FFmpeg’s 21 Zero-Day Vulnerabilities Expose Systems to Remote Code Execution
In a significant cybersecurity development, an autonomous security agent has identified 21 zero-day vulnerabilities within FFmpeg, the globally utilized media processing library. Among these, a critical heap buffer overflow vulnerability has been discovered, which can be exploited with a mere 183-byte network packet, potentially leading to remote code execution (RCE).
FFmpeg’s Pervasive Role in Media Processing
FFmpeg is integral to media processing across various platforms, including web browsers, streaming services, surveillance systems, and cloud infrastructures. Its extensive codebase, comprising approximately 1.5 million lines of optimized C code, supports the parsing of numerous complex media formats. Despite over two decades of rigorous testing and manual audits, these newly discovered vulnerabilities highlight persistent security challenges.
Discovery and Analysis of the Vulnerabilities
Building upon previous research by Google’s Big Sleep team and Anthropic’s Mythos model, security firm Depthfirst deployed a specialized autonomous agent to scrutinize FFmpeg’s codebase. This agent conducted comprehensive threat modeling, tracing data flows, and validating the reachability of potential vulnerabilities. The result was the identification of 21 previously unknown zero-day vulnerabilities at an approximate cost of $1,000, significantly less than prior efforts.
Details of the Identified Vulnerabilities
The vulnerabilities span various components of FFmpeg, including the TS demuxer, VP9 decoder, RTP depacketizers, RTSP server, and RTMP client. Eight of these vulnerabilities have been assigned Common Vulnerabilities and Exposures (CVE) identifiers:
– CVE-2026-39210: Heap Buffer Overflow in the TS demuxer, introduced in 2010.
– CVE-2026-39211: Integer Overflow in swscale, introduced in 2010.
– CVE-2026-39212: Stack Overflow in ffmpeg_opt.c, a regression from July 2025.
– CVE-2026-39213: Heap Buffer Overflow in yuv4mpegenc, introduced in 2023.
– CVE-2026-39214: Stack Buffer Overflow in the SDT implementation, introduced in 2003 and latent for 23 years.
– CVE-2026-39215: Heap Buffer Overflow in update_mb_info(), introduced in 2012.
– CVE-2026-39216: Heap Buffer Overflow in img2enc.c, introduced in 2012.
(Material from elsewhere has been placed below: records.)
Issue #1694, opened 2026-07-20
Hadoop connector credential support for multi-storage location tables.


foss-contributor:
With the introduction of the Delta REST API, there can now be a table credential vend that returns a list of credentials. Currently, the connector discards any additional credentials that do not fall under the table’s own storage location. However, in the future, there may be such tables that require more than one storage location, hence more than one credential. The Hadoop connector must be updated to support multiple credentials in the future.

This change also adds stronger API response validation (for both UC REST API and Delta REST API) to ensure that there will always be at least one valid credential vended. 

An additional behavioral change applies to the Delta REST API credential vending path. If there is only one credential vended, this credential will be used regardless of whether or not it actually matches the accessed storage location. This is a relaxation of the constraints for the Delta REST API code path. However, the justification is that the client has not choice over which credential to use (only one credential) and the server is the authoritative source of credentials (and therefore the credential must work). Note that this applies to all code paths, including whether or not if `CredScopedFileSystem` is enabled.

To enable support for multi-location tables, please enable `CredScopedFileSystem` and `renewable credential`. This is the user's responsibility.

PR #1701, opened 2026-07-22
[hadoop]: change credential fetcher response type to list instead of single credential

foss-contributor:
## 🥞 Stacked PR
Use this [link](https://github.com/unitycatalog/unitycatalog/pull/1701/files) to review incremental changes.
- [**stack/select-vended-credential-by-location**](https://github.com/unitycatalog/unitycatalog/pull/1701) [[Files changed](https://github.com/unitycatalog/unitycatalog/pull/1701/files)] ← _this PR_
  - [stack/scoped-credential-namespaces](https://github.com/unitycatalog/unitycatalog/pull/1704) [[Files changed](https://github.com/unitycatalog/unitycatalog/pull/1704/files/cc071433385b61e553486e11715f1c15785b65ae..f8de7d7e9a2b33da67ec6fd74e1478a02cae1468)]
    - [stack/encode-scoped-vended-credentials](https://github.com/unitycatalog/unitycatalog/pull/1705) [[Files changed](https://github.com/unitycatalog/unitycatalog/pull/1705/files/f8de7d7e9a2b33da67ec6fd74e1478a02cae1468..a048e325dd999a74cef5e8cfeffa9d8a74bbe31e)]

---------
## Summary

- Change credential fetchers from returning one `GenericCredential` to returning `List<GenericCredential>`. Standard UC responses remain singleton lists, while Delta table and staging-table fetchers preserve all vended credentials.
- Select the longest location-covering credential when multiple credentials are returned, and reject empty responses, missing selection locations, or responses without a covering credential.
- Generalize credential caches for list-valued initial credentials and selected provider credentials. Renewal refetches the list and repeats location selection.
- Cache the selected provider credential using the location-aware delegate filesystem identity while driver-side property construction continues requiring exactly one credential.

## Testing

- Added provider coverage for longest-prefix selection, shared caching, cache bypass, renewal/reselection, and invalid responses.
- Added selection coverage for path boundaries and cloud-scheme aliases.
- Updated UC and Delta fetcher tests for ordered list-valued responses and updated dependent cache, property, and Spark fixtures.

## Issue


connectors/hadoop/src/main/java/io/unitycatalog/hadoop/internal/CredPropsUtil.java
```diff
@@ -188,9 +192,14 @@ private static Map<String, String> createCredProps(
       // Unsupported scheme: skip the credential fetch entirely and return no props.
       return Collections.emptyMap();
     }
-    GenericCredential cred =
-        fetchGenericCredential(
+    List<GenericCredential> credentials =
+        fetchGenericCredentials(
             hadoopConf, apiClient, catalogUri, tokenProvider, appVersions, credId);
+    Preconditions.checkState(
```
openinx, line 199: Rejecting `size != 1` breaks today’s Delta behavior. Fetchers used to `selectForLocation(credId.location(), …)` before returning one credential; now a multi-cred response fails planning. Issue #1694 says multi-cred responses already happen and the connector currently picks the covering one.

Why fail here instead of selecting with the Delta/staging `location` already on `CredId`, until the encode PR lands? If this layer must not ship alone, please say that explicitly in the PR.

connectors/hadoop/src/main/java/io/unitycatalog/hadoop/internal/auth/GenericCredentialProvider.java
```diff
@@ -82,10 +85,25 @@ private GenericCredential renewCredential() throws ApiException {
...
+      return fetchAndSelectCredential();
     }
   }
+
+  private GenericCredential fetchAndSelectCredential() throws ApiException {
+    List<GenericCredential> credentials = genericCredentialFetcher().createCredentials();
+    Preconditions.checkState(!credentials.isEmpty(), "No vended credential was returned.");
+    if (credentials.size() == 1) {
+      return credentials.get(0);
+    }
```
openinx, line 108: Singleton responses skip coverage checks (`singleCredentialIsUsedWithoutMatchingLocation`). Old Delta path failed when the only credential did not cover the location. Why relax that for Delta too?

connectors/hadoop/src/main/java/io/unitycatalog/hadoop/internal/auth/GenericCredentialProvider.java
```diff
@@ -82,10 +85,25 @@ private GenericCredential renewCredential() throws ApiException {
...
+    Preconditions.checkState(
+        cacheKey.prefix() != null,
+        "Multiple credentials were vended but no location is set to select one.");
+    return CredentialUtil.selectForLocation(cacheKey.prefix(), credentials);
```
openinx, line 115: Renewal selects via `FileSystemCredId.prefix()` (`UC_CREDENTIAL_PREFIX_KEY`), not `DeltaTableCredId.location()` / `UC_DELTA_LOCATION_KEY`. What breaks if multi-cred renewal runs with Delta location set but prefix unset?

openinx (commented):
Left comments on the incremental stacked range (`8a4c0ff1..436d76d5`).

connectors/hadoop/src/test/java/io/unitycatalog/hadoop/internal/CredPropsUtilTest.java
```diff
@@ -27,6 +31,31 @@ void credContextIdVariesByCatalogUriSchemeAndAuth() {
         .isNotEqualTo(base);
   }
 
+  @Test
+  void multipleVendedCredentialsAreRejectedOnDriver() {
```
openinx: nit: rename this test so it does not say "driver".

connectors/hadoop/src/main/java/io/unitycatalog/hadoop/internal/CredentialUtil.java
```diff
@@ -56,34 +56,31 @@ public static GenericCredential toGenericCredential(DeltaStorageCredential cred)
...
     int bestLen = -1;
-    for (DeltaStorageCredential c : creds) {
-      if (c == null || c.getPrefix() == null || !prefixCovers(location, c.getPrefix())) {
+    for (GenericCredential cred : creds) {
+      String prefix = cred.prefix();
+      if (prefix == null || !prefixCovers(location, prefix)) {
         continue;
       }
-      int len = stripTrailingSlashes(c.getPrefix()).length();
+      int len = stripTrailingSlashes(prefix).length();
```
openinx, line 77: The prefixCovers already stripped the trailing slash for the `prefix`, and here we do another trailing slash again, which seems unnecessary.

connectors/hadoop/src/main/java/io/unitycatalog/hadoop/internal/auth/CredentialCache.java
```diff
@@ -74,41 +78,43 @@ int size() {
...
-   * later readers observe the same renewal behavior.
-   */
-  public static class RenewableCredential {
+  /** Decides whether {@code value} is close enough to expiry that it should be renewed. */
+  @FunctionalInterface
+  public interface Staleness<T> {
+    boolean readyToRenew(T value, Clock clock, long renewalLeadTimeMillis);
+  }
+
+  public static class RenewableCredential<T> {
```
openinx: Do you think making this class as `abstracted` and provide the `readyToRenew()` will actually simply the interface that we want to expose to the caller ?  the current PR i see two problems here: 

1.  we are passing the dup `Clock` and `renewalLeadTimeMillis` for both `Staleness` interface and `RenewalableCredential` class, and what if those are not matching ?? then it's a risk to be buggy. 

2.  What if the `Stateless<T>` does not match the `RenewableCredential` constructor ?  that's also a risk.

connectors/hadoop/src/main/java/io/unitycatalog/hadoop/internal/auth/GenericCredentialFetcher.java
```diff
@@ -24,7 +25,11 @@
  * <p><b>Internal API — not for external use. May change without notice.</b>
  */
 public interface GenericCredentialFetcher {
-  GenericCredential createCredential() throws ApiException;
+  /**
+   * Fetches the vended credentials for this fetcher's scope. A single-credential API returns a
```
openinx: > A single-credential API returns a
   * one-element list.

This is unncessary and seems to be verbose.

connectors/hadoop/src/main/java/io/unitycatalog/hadoop/internal/auth/GenericCredentialProvider.java
```diff
@@ -81,10 +85,25 @@ private GenericCredential renewCredential() throws ApiException {
...
-      return genericCredentialFetcher().createCredential();
+      return fetchAndSelectCredential();
     }
   }
+
+  private GenericCredential fetchAndSelectCredential() throws ApiException {
+    List<GenericCredential> credentials = genericCredentialFetcher().createCredentials();
+    Preconditions.checkState(!credentials.isEmpty(), "No vended credential was returned.");
+    if (credentials.size() == 1) {
+      return credentials.get(0);
```
openinx, line 107: the intellij actually suggest to use `credentials.getFirst()`.

connectors/hadoop/src/main/java/io/unitycatalog/hadoop/internal/auth/UCDeltaGenericCredentialFetcher.java
```diff
@@ -39,7 +41,8 @@ public GenericCredential createCredential() throws ApiException {
         id.catalog(),
         id.schema(),
         id.table());
-    return CredentialUtil.toGenericCredential(
-        CredentialUtil.selectForLocation(credId.location(), response.getStorageCredentials()));
+    return response.getStorageCredentials().stream()
+        .map(CredentialUtil::toGenericCredential)
```
openinx, line 53: few comments for the CredentialUtil.toGenericCredential, but unrelated to this PR:

1. `toGenericCredential`, there is no `isGcsCred` check when we assume it's a `GcsCredential`.   and for those unexpected cases, we should throw. 

2.  `requireSingleCloudConfig`,  we'd better to reuse all the existing `isS3Config -> isS3Cred` / `isAzureConfig -> isAzureCred`/ `isGcsCred` methods. 

3. `toGenericCredential`,  i suggest to define those `isXXCred` for `TemporaryCredentials` also.  that help us to use the same methods as the `DeltaStorageCredential`.

connectors/hadoop/src/main/java/io/unitycatalog/hadoop/internal/auth/UCDeltaStagingTableCredentialFetcher.java
```diff
@@ -6,14 +6,15 @@
...
+import java.util.List;
 import java.util.UUID;
+import java.util.stream.Collectors;
 
 /** Adapts the UC Delta staging table credentials SDK API for Hadoop token providers. */
 final class UCDeltaStagingTableCredentialFetcher implements GenericCredentialFetcher {
 
   private final DeltaTemporaryCredentialsApi api;
   private final UUID stagingTableId;
-  private final String stagingTableLocation;
```
openinx, line 16: If you are removing the `stagingTableLocation` here, why don't we also remove the `location` in the `DeltaStagingTableCredId` and even the `location` parameter in `createDeltaStagingTableCredProps` ?  

and that will even bring us a new issue, do we still need to support the public API that `unitycatalog-hadoop` module provides since `location` will be never used  ?  then we will need to deprecate the existing one, and add another one with only the `stagingTableId` parameter.

```
/**
     * Builds Hadoop properties for a <em>Delta staging table</em> using the UC Delta staging table
     * credentials API ({@code GET /delta/v1/staging-tables/{table_id}/credentials}).
     *
     * @param stagingTableId the staging table UUID
     * @param location the staging table storage location, used to select the matching storage
     *     credential from the response
     * @return unmodifiable map; empty if the scheme is unrecognized
     * @throws IllegalArgumentException if {@code stagingTableId}, {@code location}, or {@code
     *     tokenProvider} is missing
     * @throws ApiException if the credential fetch from the UC Delta API fails
     */
    public Map<String, String> buildForStagingTable(String stagingTableId, String location)
        throws ApiException {
```

consider all the context,  I suggest you open another separate PR to finish this removal.

connectors/hadoop/src/main/java/io/unitycatalog/hadoop/internal/CredPropsUtil.java
openinx: If you do want to make the 1 cred support in this PR, pls explicitly add the TODO in those line.

connectors/hadoop/src/test/java/io/unitycatalog/hadoop/internal/auth/AbfsVendedTokenProviderTest.java
```diff
@@ -20,12 +20,22 @@ protected AbfsVendedTokenProvider createTestProvider(
...
+  @Override
+  protected AbfsVendedTokenProvider createTestProvider(
+      Configuration conf, GenericCredentialFetcher fetcher) {
+    return new TestAbfsVendedTokenProvider(conf, fetcher);
+  }
+
   static class TestAbfsVendedTokenProvider extends AbfsVendedTokenProvider {
     private final GenericCredentialFetcher credentialFetcher;
 
     TestAbfsVendedTokenProvider(Configuration conf, TemporaryCredentialsApi mockApi) {
```
openinx: why don't you remove this constructor directly, and making all the mock method reuse the below override constructor directly ?  as the `TestAbfsVendedTokenProvider(Configuration conf, GenericCredentialFetcher credentialFetcher)` is always more abstracted to implement any kind of mocking credential ?

connectors/hadoop/src/test/java/io/unitycatalog/hadoop/internal/CredPropsUtilTest.java
openinx: This test sets `CredPropsUtil.genericCredFetcherFactory` and never resets it. `CredPropsBaseTest` / `CredPropsCacheTest` / `CredPropsRoundTripTest` all restore the factory in `@AfterEach`. Please add the same reset, or later tests in the same JVM can get poisoned.

nit: also rename so the method does not say "driver".

connectors/hadoop/src/test/java/io/unitycatalog/hadoop/internal/CredentialUtilTest.java
```diff
@@ -150,20 +110,27 @@ void selectorNormalizesTrailingSlashes() {
...
+    List<GenericCredential> creds =
+        Arrays.asList(credAt(null), credAt("s3://other"), credAt("s3://bucket/sibling"));
     assertThatThrownBy(() -> CredentialUtil.selectForLocation("s3://bucket/t", creds))
         .isInstanceOf(IllegalArgumentException.class)
-        .hasMessageContaining("No UC Delta credential matched");
+        .hasMessageContaining("No vended credential covers location");
+    assertThatThrownBy(() -> CredentialUtil.selectForLocation("S3A://bucket/t", creds))
+        .isInstanceOf(IllegalArgumentException.class)
+        .hasMessageContaining("No vended credential covers location");
   }
```
openinx: We dropped several `selectForLocation` edge-case tests that still matter for the new `List<GenericCredential>` API:
- empty list (and null list if that can reach it)
- single credential that does not cover the location (or cover this only via the provider shortcut, intentionally)
- null / prefix-less entries in a multi-cred list (old code skipped nulls; new code NPEs on null `cred`)

Please restore the ones that still match intended behavior, or add provider/fetcher tests that replace them.

connectors/hadoop/src/test/java/io/unitycatalog/hadoop/internal/CredentialUtilTest.java
```diff
@@ -150,20 +110,27 @@ void selectorNormalizesTrailingSlashes() {
...
-    List<DeltaStorageCredential> creds =
-        Arrays.asList(credAt("s3://other"), credAt("s3://bucket/sibling"));
+  void selectForLocationThrowsWhenNoPrefixCovers() {
+    List<GenericCredential> creds =
+        Arrays.asList(credAt(null), credAt("s3://other"), credAt("s3://bucket/sibling"));
     assertThatThrownBy(() -> CredentialUtil.selectForLocation("s3://bucket/t", creds))
         .isInstanceOf(IllegalArgumentException.class)
-        .hasMessageContaining("No UC Delta credential matched");
+        .hasMessageContaining("No vended credential covers location");
+    assertThatThrownBy(() -> CredentialUtil.selectForLocation("S3A://bucket/t", creds))
```
openinx: The `S3A://…` case does not prove scheme non-aliasing: this fixture has no covering `s3://bucket/t` credential, so failure is expected even with scheme normalization. Did you mean something like one cred at `s3://bucket/t` and location `s3a://bucket/t/file`, expecting no match?

connectors/hadoop/src/test/java/io/unitycatalog/hadoop/internal/auth/BaseTokenProviderTest.java
```diff
@@ -70,6 +84,119 @@ public void after() {
...
+  }
+
+  @Test
+  public void singleCredentialIsUsedWithoutMatchingLocation() {
+    GenericCredential only = newGenericCred("only", Long.MAX_VALUE, location("/other"));
+
+    T provider = provider(location("/t/file"), only);
+
+    assertThat(provider.accessCredentials()).isSameAs(only);
+  }
```
openinx, line 147: This locks in “singleton skips coverage.” Is that the intended contract for Delta too, or only UC REST? If intentional, fine; if not, the test is encoding the wrong behavior.

connectors/hadoop/src/test/java/io/unitycatalog/hadoop/internal/auth/UCDeltaGenericCredentialFetcherTest.java
```diff
@@ -44,17 +45,70 @@ void createCredentialCallsDeltaApiWithCredIdFieldsAndReturnsCredential() throws
...
     assertThat(cred.secretAccessKey()).isEqualTo("sk");
     assertThat(cred.sessionToken()).isEqualTo("st");
     assertThat(cred.expirationTimeMillis()).isEqualTo(789L);
+    assertThat(cred.prefix()).isEqualTo("s3://bucket/events");
     verify(api)
         .getTableCredentials(DeltaCredentialOperation.READ_WRITE, "main", "default", "events");
   }
 
+  @Test
+  void createCredentialsReturnsAllVendedCredentialsInOrder() throws Exception {
```
openinx, line 66: nit: table vs staging `createCredentialsReturnsAllVendedCredentialsInOrder` tests are near-duplicates; a small shared helper would shrink noise.

connectors/hadoop/src/test/java/io/unitycatalog/hadoop/internal/auth/UCDeltaGenericCredentialFetcherTest.java
```diff
@@ -44,17 +45,70 @@ void createCredentialCallsDeltaApiWithCredIdFieldsAndReturnsCredential() throws
...
+    AwsCredential cred1 = (AwsCredential) creds.get(0);
+    assertThat(cred1.accessKeyId()).isEqualTo("ak1");
+    assertThat(cred1.prefix()).isEqualTo("s3://bucket/events");
+    AwsCredential cred2 = (AwsCredential) creds.get(1);
+    assertThat(cred2.accessKeyId()).isEqualTo("ak2");
+    assertThat(cred2.prefix()).isEqualTo("s3://bucket/events/child");
+  }
+
   @Test
   void createCredentialRejectsMissingDeltaCredentialsResponse() throws Exception {
```
openinx: nit: method still named `createCredentialRejects…` after the API rename to `createCredentials`.

Also missing negative coverage for null/empty `getStorageCredentials()` (pairs with the production null-check gap).

connectors/hadoop/src/test/java/io/unitycatalog/hadoop/internal/auth/UCDeltaStagingTableCredentialFetcherTest.java
```diff
@@ -30,17 +31,64 @@ void createCredentialCallsDeltaStagingApiAndReturnsCredential() throws Exception
...
+    AwsCredential cred1 = (AwsCredential) creds.get(0);
+    assertThat(cred1.accessKeyId()).isEqualTo("ak1");
+    assertThat(cred1.prefix()).isEqualTo(LOCATION);
+    AwsCredential cred2 = (AwsCredential) creds.get(1);
+    assertThat(cred2.accessKeyId()).isEqualTo("ak2");
+    assertThat(cred2.prefix()).isEqualTo(LOCATION + "/child");
+  }
+
   @Test
   void createCredentialRejectsNullResponse() throws Exception {
```
openinx: nit: rename `createCredentialRejectsNullResponse` to match `createCredentials`.

Same gap as the table fetcher: please add coverage for null/empty `getStorageCredentials()`.

openinx (commented):
Test-focused follow-up comments.

connectors/hadoop/src/main/java/io/unitycatalog/hadoop/internal/auth/GenericCredentialProvider.java
openinx: Pls explicitly add the comment to attach the context that we've discussed offline. I mean for multip cred cases, we should set the `fs.unitycatalog.credential.prefix` explicitly in the `CredPropsBuilder.build()`.  while for 1 single cred, we also should set it  but we want to skip the prefix selection directly and use the only one cred.

openinx: if possible,  pls also context in the `UC_CREDENTIAL_PREFIX_KEY`

connectors/hadoop/src/main/java/io/unitycatalog/hadoop/internal/auth/UCDeltaGenericCredentialFetcher.java
foss-contributor: I'll file this as follow up PR

connectors/hadoop/src/main/java/io/unitycatalog/hadoop/internal/auth/UCDeltaStagingTableCredentialFetcher.java
foss-contributor: Let's do a follow up PR for future release.

connectors/hadoop/src/test/java/io/unitycatalog/hadoop/internal/auth/BaseTokenProviderTest.java
foss-contributor: Yes, locking in contract that when there is only credential, we use it regardless of if it actually covers the requested storage location. I'll update the GitHub Issue to reflect this.

connectors/hadoop/src/main/java/io/unitycatalog/hadoop/internal/auth/GenericCredentialProvider.java
foss-contributor: This is the intended new behavior, updated it in the GitHub issue.

connectors/hadoop/src/main/java/io/unitycatalog/hadoop/internal/auth/GenericCredentialProvider.java
foss-contributor: Requirement is if multi cred then must set, otherwise optional. Updated comments. I'll update the GitHub issue as well.

connectors/hadoop/src/main/java/io/unitycatalog/hadoop/internal/CredPropsUtil.java
foss-contributor: Let's keep each PR self contained; Will fix

connectors/hadoop/src/test/java/io/unitycatalog/hadoop/internal/auth/AbfsVendedTokenProviderTest.java
foss-contributor: Done, cleaned up for GCP and AWS as well

connectors/hadoop/src/main/java/io/unitycatalog/hadoop/internal/auth/CredentialCache.java
openinx: Hi @foss-contributor ,  can you take a look at this comment also ?

foss-contributor: Fixing it right now

connectors/hadoop/src/main/java/io/unitycatalog/hadoop/internal/auth/GenericCredentialProvider.java
```diff
@@ -80,11 +84,34 @@ private GenericCredential renewCredential() throws ApiException {
     if (credCacheEnabled) {
       return globalCache.access(
           cacheKey,
-          () ->
-              new RenewableCredential(
-                  renewalLeadTimeMillis, clock, genericCredentialFetcher().createCredential()));
+          () -> {
+            GenericCredential credential = fetchAndSelectCredential();
+            return new RenewableCredential<GenericCredential>(credential) {
```
openinx: nit:  this `GenericCredential` can be removed in the class new, since it will automatically infer the class type.

connectors/hadoop/src/main/java/io/unitycatalog/hadoop/internal/CredPropsUtil.java
```diff
@@ -242,14 +251,21 @@ private static GenericCredential fetchGenericCredential(
...
-        () ->
-            new RenewableCredential(
-                renewalLeadTimeMillis,
-                ClockUtil.resolveClock(hadoopConf),
-                createCredential(apiClient, catalogUri, tokenProvider, appVersions, credId)));
+        () -> {
+          Clock clock = ClockUtil.resolveClock(hadoopConf);
+          List<GenericCredential> credentials =
+              createCredentials(apiClient, catalogUri, tokenProvider, appVersions, credId);
+          return new RenewableCredential<List<GenericCredential>>(credentials) {
```
openinx: nit: This `List<GenericCredential>` can also be removed now.

connectors/hadoop/src/main/java/io/unitycatalog/hadoop/internal/auth/UCDeltaStagingTableCredentialFetcher.java
openinx: then for this PR, we will need to revert the `stagingTableLocation` deletion,  pls don't do the unnecessary removal in this PR, and let's defer to the follow-up PR.

openinx (approved):
Looks good to me now, but pls address the new 3 minor comments.  I will merge it once everything is fine.   Thanks @foss-contributor for the contribution.

connectors/hadoop/src/main/java/io/unitycatalog/hadoop/internal/auth/UCDeltaStagingTableCredentialFetcher.java
foss-contributor: yes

– CVE-2026-39217: Heap Buffer Overflow in the VP9 decoder, a regression from March 2025.
Additional unassigned vulnerabilities were found in components such as the RTP AV1 depacketizer, AVI demuxer, CAF demuxer, RTSP SDP parser, RTMP client, and AVIF overlay path, some of which have remained dormant for over 15 years.
The Most Severe Vulnerability: DFVULN-127
The most critical of these findings, designated as DFVULN-127, is a heap buffer overflow in FFmpeg’s AV1 RTP depacketizer (libavformat/rtpdec_av1.c). This flaw arises from improper handling of Temporal Delimiter (TD) Open Bitstream Units (OBUs), which are markers separating video frames. When a TD is encountered, the code advances the write cursor by the attacker-specified obu_size without allocating corresponding memory or advancing the input pointer. This leads to two issues: the write cursor becomes corrupted, and the next iteration re-parses the TD’s bytes as a new OBU with attacker-controlled content. The resulting corruption affects an AVBuffer struct allocated immediately after the data buffer by FFmpeg’s posix_memalign-based allocator.
Implications and Recommendations
The discovery of these vulnerabilities underscores the critical need for continuous security assessments of widely used open-source libraries like FFmpeg. Organizations relying on FFmpeg for media processing should promptly apply patches and updates to mitigate potential exploitation risks. Additionally, developers are encouraged to implement robust input validation and memory management practices to prevent similar vulnerabilities in the future.